*Data block*
··········
PR #2572, opened 2026-06-01
feat: flatten platform on agent type definition schema (NR-568041)

gsanchezgavier:
Flattens AgentTypeDefinition so each YAML file targets a single (platform, operating_system) pair instead of nesting linux/windows/k8s subkeys under variables and deployment.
··········
*Task item*
Take from the listing above each line in which the string "platform" is found.

*Output of the exercise*
feat: flatten platform on agent type definition schema (NR-568041)
Flattens AgentTypeDefinition so each YAML file targets a single (platform, operating_system) pair instead of nesting linux/windows/k8s subkeys under variables and deployment.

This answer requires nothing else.